> **Task requirements**
Report, as a bare number, how many lines in the data contain "marks".

[Data extracted from a collection]
PR #79, opened 2024-01-23
fix(cloudinit): wrap ipv6 addresses in quotation marks

lucasl0st:
The ipv6 gateway needs to be wrapped in quotation marks, otherwise it can produce invalid yaml.

Example (invalid, caused by ::, ::1 is fine, can be checked by a yaml linter like https://www.yamllint.com):

```yaml
network:
  version: 2
  renderer: networkd
  ethernets:
    eth0:
      match:
        macaddress: BC:24:11:75:4E:D2
      dhcp4: false
      dhcp6: false
      addresses:
        - 2a01:7e01:e003:3b04:ffff::/64
      routes:
        - to: '::/0'
          via: 2a01:7e01:e003:3b04::
      nameservers:
        addresses:
          - 2a01:7e01:e003:3b00::6464
 ```

Results into:

image

### DIFF
--- a/pkg/cloudinit/network.go
+++ b/pkg/cloudinit/network.go
@@ -38,7 +38,7 @@ const (
         - {{ $element.IPAddress }}
       {{- end }}
       {{- if and $element.IPV6Address (not $element.DHCP6)}}
-        - {{ $element.IPV6Address }}
+        - '{{ $element.IPV6Address }}'
 	  {{- end }}
       routes:
       {{- if and $element.Gateway (not $element.DHCP4) }}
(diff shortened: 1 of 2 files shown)


avorima (commented):
Doesn't this apply to all ipv6 addresses in the template?

lucasl0st:
> Doesn't this apply to all ipv6 addresses in the template?

I first thought no but yes you are right. An address with just `::` at the end causes some interesting behaviour when parsed:

image

avorima:
Please re-title the PR

avorima (approved):

lucasl0st:
Changed the tile, external contributors don't have permissions to merge btw, just in case you are waiting for me

mcbenjemaa:
Thanks for addressing this

avorima:
TIL

PR #85, opened 2024-01-24
ci: fix sonarcloud scan pr source

lpape-ionos:
Sonarcloud thinks that every branch is "main" (see https://sonarcloud.io/project/branches_list?id=ionos-cloud_cluster-api-provider-proxmox)

This is an attempt to fix that

Warning: the check run here uses the workflow from main, so I cant be sure if this works. I'd be happy to receive other suggestions

### DIFF
--- a/.github/workflows/test.yml
+++ b/.github/workflows/test.yml
@@ -38,8 +38,21 @@ jobs:
       - name: Run tests
         run: "make test"
 
-      - name: SonarCloud Scan
+      - name: SonarCloud Scan ${{ github.ref }}
         uses: SonarSource/sonarcloud-github-action@v2.1.1
+        if: ${{ github.event_name == 'push' }}
+        env:
+          GITHUB_TOKEN: ${{ secrets.GITHUB_TOKEN }}  # Needed to get PR information, if any
+          SONAR_TOKEN: ${{ secrets.SONAR_TOKEN }}
+
+      # If triggered by a PR, we have to use the PR's source
+      - name: SonarCloud Scan (preview) merge commit for PR ${{ github.event.pull_request.number }}
+        uses: SonarSource/sonarcloud-github-action@v2.1.1
+        if: ${{ github.event_name == 'pull_request_target' }}
+        with:
+         args: >
+           -Dsonar.pullrequest.key=${{ github.event.pull_request.number }}
+           -Dsonar.scm.revision=${{ github.event.pull_request.head.sha }}
         env:
           GITHUB_TOKEN: ${{ secrets.GITHUB_TOKEN }}  # Needed to get PR information, if any
           SONAR_TOKEN: ${{ secrets.SONAR_TOKEN }}


avorima:
There are a few things to consider here.

I guess you found [this page](https://docs.sonarsource.com/sonarcloud/advanced-setup/ci-based-analysis/other-cis/), but [another page](https://docs.sonarsource.com/sonarcloud/enriching/branch-analysis-setup/) mentions `sonar.branch.name` and `sonar.branch.target`. Then the [github action setup docs](https://docs.sonarsource.com/sonarcloud/advanced-setup/ci-based-analysis/github-actions-for-sonarcloud/) don't mention any of these.

The scan action seems to have access to `GITHUB_EVENT_NAME`, but also `GITHUB_BASE_REF`, `GITHUB_HEAD_REF` and `GITHUB_REF`. That should be enough to automatically fill out the required information.

Here are action logs showing the event name:
```
INFO: Load project pull requests
INFO: Load project pull requests (done) | time=205ms
INFO: Load branch configuration
INFO: Github event: pull_request_target
INFO: Load branch configuration (done) | time=3ms
```

Then there's this issue https://github.com/SonarSource/sonarqube-scan-action/issues/29 which also mentions that `sonar.pullrequest.*` **should** be populated.

I tried looking finding where these variables are used, but couldn't find anything at first glance in https://github.com/SonarSource/sonar-scanner-cli or https://github.com/SonarSource/sonar-scanner-commons

I'm not saying your change won't work, but I think the culprit actually is sonarcloud here. So I'd propose that you open an issue (or reopen the one I linked).

lpape-ionos:
I agree with you that sonar should already have all the necessary information but I dont think that this is sonar's fault. We are doing an unconventional checkout here: https://github.com/ionos-cloud/cluster-api-provider-proxmox/blob/01b3f7f6dc8c27aa0f50727401c1c14c818aa402/.github/workflows/test.yml#L22-L29

This is a workaround for branches across forks, my theory is that this confuses the sonar scan. I don't know how one would solve that properly

wikkyk:
Old thread but it doesn't seem like much has changed since and sonarcloud still doesn't support `pull_request_target`:
https://community.sonarsource.com/t/github-comments-stopped-working-in-github-action-after-switch-to-pull-request-target/42556/12

.github/workflows/test.yml
```diff
@@ -38,22 +38,12 @@ jobs:
...
-         args: >
-           -Dsonar.pullrequest.key=${{ github.event.pull_request.number }}
-           -Dsonar.pullrequest.branch=${{ github.event.pull_request.head.ref }}
-           -Dsonar.pullrequest.base=${{ github.event.pull_request.base.ref }}
-        env:
-          GITHUB_TOKEN: ${{ secrets.GITHUB_TOKEN }}  # Needed to get PR information, if any
-          SONAR_TOKEN: ${{ secrets.SONAR_TOKEN }}
+          args: >
+            -Dsonar.pullrequest.key=${{ github.event.pull_request.number }}
+            -Dsonar.scm.revision=${{ github.event.pull_request.head.sha }}
```
wikkyk, line 49: I think this should be sufficient.

avorima:
> Old thread but it doesn't seem like much has changed since and sonarcloud still doesn't support `pull_request_target`: https://community.sonarsource.com/t/github-comments-stopped-working-in-github-action-after-switch-to-pull-request-target/42556/12

Yeah, that's what I figured. I thought that opening an issue would shed some light on this

avorima (approved):

lpape-ionos:
Looks good to me, tested in a test-PR: https://github.com/ionos-cloud/cluster-api-provider-proxmox/pull/91

PR #93, opened 2024-01-26
sonar: fix paths

wikkyk:
The sonar config is broken in several ways:

1. it's sonar.**test**.{in,ex}clusions. not sonar.**tests**.{in,ex}clusions
2. unset sonar.tests disables the test scope altogether
3. fixing the above still leaves us with incorrect {in,ex}clusions lists.

https://docs.sonarsource.com/sonarqube/latest/project-administration/analysis-scope/ has a neat example that I more or less extended.


avorima (commented):
The page you linked is quite interesting. Can you add `sonar.coverage.exclusions=**/main.go`?

wikkyk:
I could but I don't see why shouldn't `main.go`s not count towards coverage%. [cmd/main.go](https://github.com/ionos-cloud/cluster-api-provider-proxmox/blob/main/cmd/main.go) is authored by humans, it has logic, that logic is non-trivial, and it's currently untested.

mcbenjemaa (approved):
we can also have unit test for main.go

PR #101, opened 2024-02-01
Fix Lint action

mcbenjemaa:
The lint action is broken, due to the update

### DIFF
--- a/.github/workflows/lint.yml
+++ b/.github/workflows/lint.yml
@@ -1,6 +1,10 @@
 name: Lint
 on: [ pull_request ]
 
+permissions:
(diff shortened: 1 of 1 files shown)


65278 (approved):
LGTM.
The only thing I'd like is a more exhaustive description of the issue fixed, in the future.

From what I gather, golangci-lint wasn't broken, but the setup phase printed about 40000 lines of warnings while unpacking a tarball. That's certainly worth addressing.

mcbenjemaa:
it's a version conflicts issue

wikkyk:
merging, no need for e2e test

> **Exercise result**
2